> [WORK REQUIRED]: Copy every line of the records below where the word "github" occurs.

------------------------------

PR #1016, opened 2020-02-18
PLANET-4711 Rename "Campaign" to "Campaign Page" and use constants

Inwerpsel:
* Rename all labels and the class name to campaign page to prepare for
new campaign type we will be introducing.
* Use constants instead of string for all occurrences of the post type
identifier.


Inwerpsel:
Not needed anymore because of change in approach in https://jira.greenpeace.org/browse/PLANET-4712

PR #1019, opened 2020-02-21
PLANET-4712 Multi page campaigns

Inwerpsel:
This required me to change the permalink settings to "post name" instead of the custom structure, else campaigns with a parent would navigate to `/parent-slug/own-slug` but that page would give a 404. So if you run locally you will need to do that as well. For now that is probably breaking other aspects of the site, though I didn't run into them yet.


pablocubico:
Other than that, looks great, tested locally creating multipage campaigns with a few nested pages. 🚀

Inwerpsel:
> This looks good to me, but I wonder if the permalinks change has any side effects, maybe @comzeradd or @sagarsdeshmukh can jump in?

Before we only had the case where the url was of the format `campaign/{campaign_name}`, and that still works. The `use_front` option is used to set whether wordpress tries to apply the rewriting rule set in `wp-admin/options-permalink.php`, so before it was trying to match the url to that, but never did as the value for it on all our sites is `/%p4_page_type%/%post_id%/%postname%/`, which doesn't match urls like `campaign/{campaign_name}`, so had no effect anyway.

PR #1020, opened 2020-02-21
PLANET-4784: Refactor Campaigns themes codebase

pablocubico:
WIP.

_Note: This is based on PLANET-4745._

Using this doc as the ultimate source of truth:
https://docs.google.com/document/d/1eciWb_8FHF4qmwPGNtHFtmf9zGsDCF3bGnwJhcUx13M/edit#

So, I'm not there yet, this is a bit broken, but let's sync before moving on, as I have other tickets to do in the meantime.

These are the ideas behind these changes, based on our conversations with Pieter:
- Turning the `css_vars` method (the function resolving the theme) into a "high level", kinda "pseudo code" function, short and readable, encapsulating whatever logic we currently have into separate functions for each case (footer theme, "passive buttons", etc). So we can review that logic in isolation and deprecate as needed. The general approach is:
  - Read the theme from a JSON file
  - Blend with the meta variables
  - Resolve the defaults and the meta into flat CSS vars.
  - These vars will be used directly in the Planet4 theme.
  - Eventually (and ideally) we'll get rid of the specific SCSS for campaigns.
- Turning the CSS variables Twig file into a dumb for loop. Variables are resolved before in PHP.
- Resolving legacy variable names into new ones before we pass them to the CSS.
- Use the new variable names as needed in the default theme code.
- Move extended customizations (e.g.: gallery slider) into new, possibly hidden variables in the JSON files, so they can describe all cases.
- Also trying to find more readable ways to express the conditions if possible.

Not sure if I'm forgetting something, I'll keep posting here any updates.


assets/src/scss/style.scss
```diff
@@ -79,7 +79,7 @@ Text Domain: planet4-master-theme
 @import "vendors/gtm";
 
 // Campaign overrides
-@import "campaigns/campaign_footer";
+// @import "campaigns/campaign_footer";
```
pablocubico: I'm evaluating what to do with this.

campaign_themes/arctic.json
```diff
@@ -18,7 +18,8 @@
 						}
 					],
 					"default": "greenpeace"
-				}
+				},
+				"default": "minimal"
```
pablocubico: I added a default to the configurations 🤔

campaign_themes/arctic.json
```diff
@@ -186,5 +189,17 @@
 				}
 			}
 		}
-	]
+	],
+	"hidden_fields": {
```
pablocubico: I'm hardcoding these to the JSON files just to make the switch. Not sure if we need more than that for now.

campaign_themes/arctic.json
```diff
@@ -186,5 +189,17 @@
...
+		"gallery": {
+			"padding": "20px",
+			"caption-background": "red",
+			"left-arrow-asset": "arrow-left.svg",
+			"right-arrow-asset": "arrow-right.svg",
+			"arrows-bottom-offset": "30px",
+			"indicators-style": "round",
+			"passive-indicator-color": "blue",
```
pablocubico: These are not the real values yet!

classes/class-p4-post-campaign.php
```diff
@@ -315,98 +315,163 @@ private static function campaign_field(
 			register_post_meta( self::POST_TYPE, $meta_key, $args );
 		}
 
+		private static function get_theme_defaults( $theme_json ) {
```
pablocubico: Pretty dumb function, could get smarter, I'm encapsulating just in case.

classes/class-p4-post-campaign.php
```diff
@@ -315,98 +315,163 @@ private static function campaign_field(
...
-				'default'   => 'lora',
-				'antarctic' => 'sanctuary',
-				'arctic'    => 'Save the Arctic',
-				'climate'   => 'Jost',
-				'forest'    => 'Kanit',
-				'oceans'    => 'Montserrat',
-				'oil'       => 'Anton',
-				'plastic'   => 'Montserrat',
-			];
+			$theme = self::get_theme( $meta );
```
pablocubico: I moved the "theme" vs "_campaign_page_template" thing to a method.

classes/class-p4-post-campaign.php
```diff
@@ -315,98 +315,163 @@ private static function campaign_field(
...
 
-			$theme = empty( $meta['theme'] )
-								? 'default'
-								: $meta['theme'];
+			// TODO: Use wp_safe_remote_get?
+			// TODO: Handle errors
+			$theme_json = json_decode(
+				file_get_contents( __DIR__ . '/../campaign_themes/' . $theme . '.json' ),
```
pablocubico: Using this just for dev now, added a few TODOs above.

classes/class-p4-post-campaign.php
```diff
@@ -315,98 +315,163 @@ private static function campaign_field(
...
-															: $meta['campaign_header_primary'];
+			$defaults = self::get_theme_defaults( $theme_json );
 
-			$body_font = empty( $meta['campaign_body_font'] )
-										? $campaigns_font_map[ $theme ]
-										: $meta['campaign_body_font'];
+			// Replace the defaults with the campaign options where applicable
+			// 'array_intersect_key' removes the keys from $meta that are not present in the $defaults.
+			// 'array_filter' removes empty (falsey?) values from the resulting array.
+			$css_vars = array_filter( array_intersect_key( $meta, $defaults ) );
```
pablocubico: Not sure how we'll handle the defaults. Will there always be a default value? No? What's the best strategy? 🤔

classes/class-p4-post-campaign.php
```diff
@@ -315,98 +315,163 @@ private static function campaign_field(
...
 
-			// TODO: Remove this special case.
-			$header_primary_font = str_replace( 'Montserrat_Light', 'Montserrat', $header_primary_font );
-			$body_font           = str_replace( 'Montserrat_Light', 'Montserrat', $body_font );
+			$css_vars = array_merge( $css_vars, self::get_footer_theme( $meta ) );
```
pablocubico: Isolated all these logic bits into functions that we can review and possibly deprecate in the future.

classes/class-p4-post-campaign.php
```diff
@@ -315,98 +315,163 @@ private static function campaign_field(
...
+		}
+
+		/**
+		 * DEPRECATE: Replaces the legacy mapping to add missing or composed variables,
+		 * returns an iterable flat set of variables.
+		 *
+		 * @param array $css_vars The array containing the CSS variables.
+		 * @return array The variables for the footer theme.
+		 */
+		public static function transform_legacy_mapping( array $css_vars ): array {
```
pablocubico: As these variables may not represent the new scheme, I'll say stop using them at this point (before rendering), so we can transform the meta values accordingly if they are old, but render new names with a polished scheme since now, and use those in the SCSS files.

classes/class-p4-post-campaign.php
```diff
@@ -315,98 +315,163 @@ private static function campaign_field(
...
+			return $css_vars;
+		}
+
+		/**
+		 * Get the theme based on the meta settings.
+		 *
+		 * @param array $meta The meta containing the style settings.
+		 * @return string The identifier of the theme.
+		 */
+		public static function get_theme( array $meta ): string {
```
pablocubico: Moved this to a method.

campaign_themes/default.json
```diff
@@ -43,7 +43,8 @@
 					],
 					"default": "greenpeace"
```
pablocubico: If the assumption is "there is no default theme", then we should remove this file.

Inwerpsel: Well currently this file contains the allowed values for certain style settings if no theme is selected. So it makes sense to have a config file for the default theme (but without "hidden_fields"), else if we wanted to provide these options the default theme would have to store it somewhere in the code in another way than the actual themes.

campaign_themes/arctic.json
Inwerpsel: Be aware that these defaults currently need to be matched with the backend logic, as we still need to clean up handling of default values so that everything can be in one place in the config files.

campaign_themes/arctic.json
Inwerpsel: Maybe it would make sense to not have this as a separate property, but instead combine them with the configurable fields, making the distinction on the fields themselves using an `editable` attribute or something. That will make it easier and more clear in version history when a field changes from being hidden to being configurable.

Inwerpsel: Maybe it would make sense to separate the fields that contain the value of a css variable, and those that contain values that are used in some backend logic (such as logo and navigation type).

Inwerpsel: Then we would have a property which contains only css variables that have the variable name as a key.

classes/class-p4-post-campaign.php
```diff
@@ -315,98 +315,163 @@ private static function campaign_field(
...
-				$footer_color = $meta['campaign_nav_color'] ?? null;
+			if ( isset( $css_vars['campaign_body_font'] ) ) {
+				$css_vars['campaign_body_font'] = str_replace( 'Montserrat_Light', 'Montserrat', $css_vars['campaign_body_font'] );
 			}
 
+			return $css_vars;
+		}
+
+		/**
+		 * DEPRECATE: Get the passive button color based on the meta settings.
```
Inwerpsel: You can use the `@deprecated` annotation, then IDE's will highlight this wherever it's used.

Inwerpsel: Also best to include explanation why it's deprecated and what the alternative is.

pablocubico:
Closing this as its outdated and many of these things were actually done.

PR #2607, opened 2024-09-20
kie-issues#1488: Importing `drools-build-parent` in Jbang script to enforce usage of correct depencendies version

### LINKED ISSUE #1488: Importing `drools-build-parent` in Jbang script to enforce usage of correct depencendies version.
In some conditions, we faced troubles building kie-tools  due to transitive SNAPSHOT dependency coming from org.jpmml:pmml-model:
`[ERROR] Could not resolve dependencies: Failed to collect dependencies at org.kie:kie-dmn-core:jar:9.1.1-ibm-0002 -> org.jpmml:pmml-model:jar:1.6.4 -> com.fasterxml.jackson.core:jackson-annotations:jar:2.12.6-SNAPSHOT`
This comes from a jbang command using jbang: -Dkogito-runtime.version=9.1.1-ibm-0002 /workspace/app/kie-tools/packages/dmn-marshaller-backend-compatibility-tester/src/DmnMarshallerBackendCompatibilityTesterScript.java
Looking at [the version definition in pmml-model](https://github.com/jpmml/jpmml-model/blob/1.6.4/pom.xml#L140) , it's defined as a range, but SNAPSHOTs should be (according to the internet) not resolved as matching the range criteria

To fix that, it's enough to directly import the `drools-build-parent` as a direct dependency in the script to point to the correct versions.

yesamer:
Closes: https://github.com/apache/incubator-kie-issues/issues/1488

In this PR:
- Import the `drools-build-parent` as a direct dependency in the script to point to the correct versions, to fix the issue described in the ticket
- Update Jbang to the latest 0.23.0 version.

### DIFF
--- a/packages/dmn-marshaller-backend-compatibility-tester/package.json
+++ b/packages/dmn-marshaller-backend-compatibility-tester/package.json
@@ -25,7 +25,7 @@
     "prefetch": "node dist/dependenciesFetch.js"
   },
   "dependencies": {
-    "@jbangdev/jbang": "0.2.0"
+    "@jbangdev/jbang": "0.2.3"
   },
   "devDependencies": {
     "@kie-tools/root-env": "workspace:*",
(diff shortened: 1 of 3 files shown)


gitgabrio (approved):

jstastny-cz (approved):
LGTM. Thank you.

tiagobento (approved):

PR #2611, opened 2024-09-23
kie-issues#1158: On the Boxed Expression Component, changing the ExpressionVariableCell text content will fail to commit if the focus is changed to another cell

### LINKED ISSUE #1158: On the Boxed Expression Component, changing the ExpressionVariableCell text content will fail to commit if the focus is changed to another cell
For boxed expressions `some`, `every`, `invocation` and `decision table annotation` user can not commit the text of specific cell, see the attached screenshot by click into cell that is `Undefined`, clicking outside the boxed expression most parent works and changes are committed. 

Screenshot 2024-05-06 175436

### Steps to reproduce
- Start to type a text into the red cell
- Click into the blue cell - **text is lost**
- vs click outside the boxed expression root - **text is saved**

jomarko:
Closes: https://github.com/apache/incubator-kie-issues/issues/1158

Screenshot 2024-09-25 090940

In the attached screenshot we can notice:
- rectangle containing "edited name here", that has currently a focus, it is a html `input` element
- dark blue rectangle wrapping this `input`, basically a table cell

The issue is about committing the "edited name here" text using mouse click. Currently user can commit changes by clicking:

------------------------------

> [TASK SOLUTION]:
Looking at [the version definition in pmml-model](https://github.com/jpmml/jpmml-model/blob/1.6.4/pom.xml#L140) , it's defined as a range, but SNAPSHOTs should be (according to the internet) not resolved as matching the range criteria
Closes: https://github.com/apache/incubator-kie-issues/issues/1488
Closes: https://github.com/apache/incubator-kie-issues/issues/1158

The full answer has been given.